> [What you are asked to do]: An exact copy of the listing is required.

> [Data shown]:
PR #25084, opened 2026-05-08
fix: allow changing model when editing earlier chat message

ibetitsmike:
Editing a previous user message and selecting a different model in the picker silently kept using the original model: the selection was dropped on the frontend, in the SDK, and in the backend, so both the replacement user message and the assistant turn that followed ran against the old model.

> [Your response]:
PR #25084, opened 2026-05-08
fix: allow changing model when editing earlier chat message

ibetitsmike:
Editing a previous user message and selecting a different model in the picker silently kept using the original model: the selection was dropped on the frontend, in the SDK, and in the backend, so both the replacement user message and the assistant turn that followed ran against the old model.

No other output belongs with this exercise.